Jakarta, IDN Times - Fenomena sarjana nganggur belakangan membayangi Indonesia. Di kondisi saat ini, lumrah kita temukan lulusan sarjana yang beralih menjadi pengemudi ojek online, pekerja bangunan, bahkan petugas kebersihan untuk menyambung hidup.
Lantas, muncul pertanyaan, adakah korelasi antara naiknya angka pengangguran sarjana dan tidak relevannya antara pekerjaan dengan ilmu yang didapat di perguruan tinggi?
Kepala Pusat Studi Penelusuran dan Pengembangan Karir di Universitas Padjadjaran (2018-2024) Rosaria Mita Amalia, menegaskan pentingnya perubahan pola pikir para fresh graduate agar siap bersaing di dunia kerja.
Berdasarkan pengalaman dalam mengelola program karier mahasiswa dan alumni, ia melihat persiapan dunia kerja dari sudut pandang kampus tentu berbeda dengan sudut pandang mahasiswa. Dari sinilah kesulitan fresh graduate saat mencari kerja berasal.
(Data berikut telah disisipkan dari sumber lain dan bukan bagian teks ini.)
PR #891, opened 2015-07-09
add protobuf v2.6.0

edvorg:


protobuf260.rb
```diff
@@ -0,0 +1,144 @@
+class Protobuf < Formula
```
DomT4: You need to fix the `class` name to match the formula name.

DomT4:
You'll need to add a `conflicts_with "protobuf", :because => "Differing versions of same formula"` line here. Should be one blank line beneath the Python dependency.

edvorg:
fixed

DomT4:
Few more nits:

```
==> brew style protobuf260
== /usr/local/Library/Taps/homebrew/homebrew-versions/protobuf260.rb ==
W: 67: 31: Use parentheses in the method call to avoid confusion about precedence.
C:105:  7: Use 2 (not -9) spaces for indentation.
C:115:  5: Align else with if.
W:125:  5: end at 125, 4 is not aligned with if at 104, 15

1 file inspected, 4 offenses detected
```

protobuf260.rb
```diff
@@ -0,0 +1,146 @@
...
+  end
+
+  def caveats; <<-EOS.undent
+    Editor support and examples have been installed to:
+      #{doc}
+    EOS
+  end
+
+  test do
+    testdata = if devel?
```
DomT4: You can remove all the `devel` calls. There won't be a `devel` in this case.

protobuf260.rb
```diff
@@ -0,0 +1,146 @@
...
+
+  def install
+    # Don't build in debug mode. See:
+    # https://github.com/Homebrew/homebrew/issues/9279
+    # http://code.google.com/p/protobuf/source/browse/trunk/configure.ac#61
+    ENV.prepend "CXXFLAGS", "-DNDEBUG"
+    ENV.universal_binary if build.universal?
+    ENV.cxx11 if build.cxx11?
+
+    system "./autogen.sh" if build.devel?
```
DomT4: And here.

edvorg:
fixed

DomT4:
Merged in https://github.com/Homebrew/homebrew-versions/commit/e202abf467095cc26511e54f7be831f58ccdfe92. Thank you for your contribution to Versions, we appreciate it! :smiley_cat:.

Just a nit, but new formulae should have their commit message styled `protobuf260 2.6.0 (new formula)` or similar, Thanks!

PR #892, opened 2015-07-09
Created formula for installing drush version 6.5

jhuebsch:
Drush 7.0 has been released time to take 6.5 to the versions tap.


jhuebsch:
forgot to make keg only.

PR #2522, opened 2023-03-15
Refactor `can_stack_primitive_on_inputs`

### LINKED ISSUE #2521: Refactor `can_stack_primitive_on_inputs` helper function
- Refactoring `can_stack_primitive_on_inputs` would help make `DeepFeatureSynthesis` more readable

sbadithe:
- closes #2521


featuretools/synthesis/deep_feature_synthesis.py
```diff
@@ -1116,43 +1159,34 @@ def can_stack_primitive_on_inputs(primitive, inputs):
...
+            tuple_primitive_stack_on_exclude,
         ):
             return False
 
-        if primitive_stack_on_self and isinstance(f_primitive, primitive_class):
-            continue
-
-        if tup_primitive_stack_on is None or isinstance(
+        # we permit stacking only if it is not prohibited and meets the criterion to be permitted
+        if _check_if_stacking_is_permitted(
```
dvreed77, line 1174: maybe I'm missing something, but prohibited and permitted should be mutually exclusive states, and so if its not prohibited, its permitted. Can you refactor even more to make this the case?

featuretools/synthesis/deep_feature_synthesis.py
```diff
@@ -1116,43 +1159,34 @@ def can_stack_primitive_on_inputs(primitive, inputs):
...
         ):
             continue
 
-        if f_primitive.base_of is None:
-            continue
-        if primitive_class in f_primitive.base_of:
-            continue
-
+        # if we reach this case, we default to stacking not being permitted
         return False
```
ozzieD, line 1183: since we continue into a `return False` here we could probably 
just do: `return _check_if_stacking_is_permitted()`

rwedge:
We should test this branch with the many features ecommerce test to verify feature definitions are unchanged

featuretools/synthesis/deep_feature_synthesis.py
thehomebrewnerd: @dvreed77 I don't think prohibited and permitted in this case are mutually exclusive. I think we can have cases where both checks are `False` or both are `True` because the logic checks are different between the "permitted" and "prohibited" functions. We want prohibited to take precedence, so in the case that both checks are True or both checks are False, we want the result to be "prohibited".

I might be missing something still, but I think those conditions make it a little tricker to refactor this further.

thehomebrewnerd: I did add some additional comments to maybe clarify what is going on a little better. I'm open to other suggestions on how to improve further though.

featuretools/synthesis/deep_feature_synthesis.py
```diff
@@ -1094,17 +1094,60 @@ def _find_root_primitive(feature):
     return feature.primitive
 
 
+def _check_if_stacking_is_prohibited(
```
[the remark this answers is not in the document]
thehomebrewnerd: Added some type hints in [5178220](https://github.com/alteryx/featuretools/pull/2522/commits/51782202324e9d52db02f44974ab8d964fc76f65)

featuretools/synthesis/deep_feature_synthesis.py
thehomebrewnerd: We only want to return when `_check_if_stacking_is_permitted` returns `False`, otherwise we need to keep going to make sure it's `True` for all inputs.

featuretools/synthesis/deep_feature_synthesis.py
sbadithe: I agree with Nate here, I remember trying to find a way to clean it up before coming up with the original changes, but none were immediately apparent to me at the time. I think this PR was an initial attempt at refactoring the stacking logic at a surface level, mostly to play around with and discover the areas where we could refactor. A second, more fundamental refactor might be needed to simplify the deeper logic of how we handle stacking.

thehomebrewnerd:
> We should test this branch with the many features ecommerce test on looking glass to verify feature definitions are unchanged

Tested this against `v1.27.0` and the number of features generated for all tests remained the same.

Issue #2526, opened 2023-03-24
Subtract Numeric does not set class property commutative


dvreed77:
Many, if not all, of the pairwise primitives like, Equal, MultiplyNumeric, etc, set the commutative property on the class. Subtract numeric is only set during initialization. 

We should stick with True, since even though Subtraction is not commutative, the result should have little bearings on ML, etc.

#### Example

```python
class SubtractNumeric:
    ...
    commutative = True
    ...
```
</details>

PR #2527, opened 2023-03-24
Update SubtractNumeric Primitive with commutative class property

dvreed77:
Fixes: #2526


rwedge (commented):
Maybe we should add a simple test that verifies the `commutative` parameter for SubtractNumeric is working as intended

PR #2560, opened 2023-04-24
Make Dask an optional dependency

### LINKED ISSUE #1423: Make dask an optional dependency
- Currently, dask is required to be installed with Featuretools (its used for if n_jobs > 1 for DFS)
- However, dask can be made into an optional dependency, and only needed if n_jobs is greater than 1 when calling DFS.
- Therefore, we should create a `dask-requirements.txt`, and modify `setup.py` with an additional `extras_require`. 
- Additionally, DFS should be modified to look for Dask if n_jobs is greater than 1. 
- If Dask is not installed, DFS should raise a error, and direct the user to install Featuretools with Dask

thehomebrewnerd:
### Make Dask an optional dependency

Closes #1423

### DIFF
--- a/README.md
+++ b/README.md
@@ -77,6 +77,12 @@ python -m pip install "featuretools[nlp]"
 python -m pip install "featuretools[tsfresh]"
 ```
 
+**Dask Support** - Use Dask Dataframes to create EntitySets or run DFS with njobs > 1
+
+```
+python -m pip install "featuretools[dask]"
+```
+
 **SQL** - Automatic EntitySet generation from relational data stored in a SQL database: 
 
 ```
--- a/featuretools/computational_backends/calculate_feature_matrix.py
+++ b/featuretools/computational_backends/calculate_feature_matrix.py
@@ -765,7 +765,7 @@ def parallel_calculate_chunks(
 ):
     import_or_raise(
         "dask",
-        "Dask must be installed to calculate feature matrix in parallel.",
+        "Dask must be installed to calculate feature matrix with n_jobs set to anything but 1",
     )
     from dask.base import tokenize
     from distributed import Future, as_completed
--- a/featuretools/computational_backends/calculate_feature_matrix.py
+++ b/featuretools/computational_backends/calculate_feature_matrix.py
@@ -128,7 +128,7 @@ def calculate_feature_matrix(
             percentage of all rows. if None, and n_jobs > 1 it will be set to 1/n_jobs
 
         n_jobs (int, optional): number of parallel processes to use when
-            calculating feature matrix. Requires Dask.
+            calculating feature matrix. Requires Dask if not equal to 1.
 
         dask_kwargs (dict, optional): Dictionary of keyword arguments to be
             passed when creating the dask client and scheduler. Even if n_jobs
--- a/featuretools/computational_backends/calculate_feature_matrix.py
+++ b/featuretools/computational_backends/calculate_feature_matrix.py
@@ -764,7 +764,7 @@ def parallel_calculate_chunks(
     include_cutoff_time=True,
 ):
     import_or_raise(
-        "dask",
+        "distributed",
         "Dask must be installed to calculate feature matrix with n_jobs set to anything but 1",
     )
     from dask.base import tokenize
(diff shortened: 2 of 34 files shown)


featuretools/computational_backends/calculate_feature_matrix.py
```diff
@@ -127,7 +128,7 @@ def calculate_feature_matrix(
             percentage of all rows. if None, and n_jobs > 1 it will be set to 1/n_jobs
 
         n_jobs (int, optional): number of parallel processes to use when
-            calculating feature matrix.
+            calculating feature matrix. Requires Dask.
```
gsheni, line 131:
```suggestion
            calculating feature matrix. Requires Dask if not equal to 1. 
```

featuretools/computational_backends/utils.py
```diff
@@ -213,20 +213,22 @@ def get_client_cluster():
     """
     Separated out the imports to make it easier to mock during testing
     """
-    from distributed import Client, LocalCluster
+    distributed = import_or_none("distributed")
+    Client = distributed.Client
```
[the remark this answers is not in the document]
thehomebrewnerd: This should never get called unless Dask is installed. The `import_or_raise` call added to `parallel_calculate_chunks` should guard against this getting called without Dask installed.

dvreed77 (approved):
lgtm, but would feel better with another approval

README.md
```diff
@@ -77,6 +77,12 @@ python -m pip install "featuretools[nlp]"
 python -m pip install "featuretools[tsfresh]"
 ```
 
+**Dask Support** - Use Dask Dataframes to create EntitySets or run DFS with njobs > 1
+
+```
+python -m pip install "featuretools[dask]"
```
gsheni, line 83: Also add to docs:
https://github.com/alteryx/featuretools/blob/main/docs/source/install.md

featuretools/tests/conftest.py
```diff
@@ -21,14 +19,24 @@
 
 @pytest.fixture()
 def dask_cluster():
-    with LocalCluster() as cluster:
-        yield cluster
+    distributed = pytest.importorskip(
+        "distributed",
+        reason="Dask not installed, skipping",
```
sbadithe, line 24: Would it be a good idea to have a Dask error message saved instead of copying it for all tests?

gsheni (approved):

featuretools/computational_backends/utils.py
```diff
@@ -213,20 +213,22 @@ def get_client_cluster():
...
+    LocalCluster = distributed.LocalCluster
 
     return Client, LocalCluster
 
 
 def _validate_cutoff_time(
-    cutoff_time: typing.Union[dd.DataFrame, pd.DataFrame, str, datetime],
+    cutoff_time: typing.Union[pd.DataFrame, str, datetime],
```
sbadithe, line 224: Given we handle the Dask case on L231, is `dd.DataFrame` still a valid type for `cutoff_time`?

featuretools/tests/conftest.py
thehomebrewnerd: We could do that, but the only people that ever see this message are developers, so I don't think it's critical that this message be the same everywhere.

featuretools/computational_backends/utils.py
thehomebrewnerd: Technically, yes, I think `dd.DataFrame` is still valid type as input to this function, but it will always get converted to a pandas dataframe before it gets used. We get an error here if Dask isn't installed though because `dd` becomes `None` and `None` doesn't have a `DataFrame` attribute.

If there is an easy way to fix that, I can update, but wasn't sure off the type of my head.

featuretools/tests/conftest.py
sbadithe: Makes sense. I was wondering more from a code cleanliness perspective.

featuretools/computational_backends/calculate_feature_matrix.py
```diff
@@ -762,6 +763,10 @@ def parallel_calculate_chunks(
     progress_callback=None,
     include_cutoff_time=True,
 ):
+    import_or_raise(
+        "dask",
```
rwedge, line 767: I think distributed would be a better check since it requires dask and is needed for this code section

thehomebrewnerd: Updated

"Kita di dunia kampus tuh banyak banget ya, a b c d e, rupa-rupa, itu adalah sebenarnya laboratorium kehidupan. Kita bisa belajar kerja team, kita bisa belajar untuk kepemimpinan, etika kerja, dan lain hal sebagainya, itu bisa di kampus," ujar Amel, begitu ia biasa disapa, kepada IDN Times, Selasa (15/7/2025).
Peningkatan jumlah fresh graduate yang menganggur, menurut dia, juga dipengaruhi oleh perbedaan generasi pemegang kuasa lapangan pekerjaan saat ini dengan pencari pekerjaan itu sendiri.
"Sekarang, yang di korporasi, sebagai CEO itu kan rata-rata tuh kan generasi saya, lebih tua, gitu ya. Kami berhadapan punya team yang generasinya adalah gen z, ya. Mungkin kalau Anda saling kerja sama dengan teman-teman sendiri itu nggak masalah. Tapi, begitu kerja sama dengan generasi yang lebih tua, atau kami generasi yang lebih tua kerja sama dengan yang leibih muda, itu yang kemudian menjadi problem. Sehingga kemudian, ada apa ya, ekspektasi lah ya," ujar Amel.
"Jadi, bukan selalu harus kita yang ikutin Gen Z. Nah, itulah yang namanya adaptasi," lanjutnya.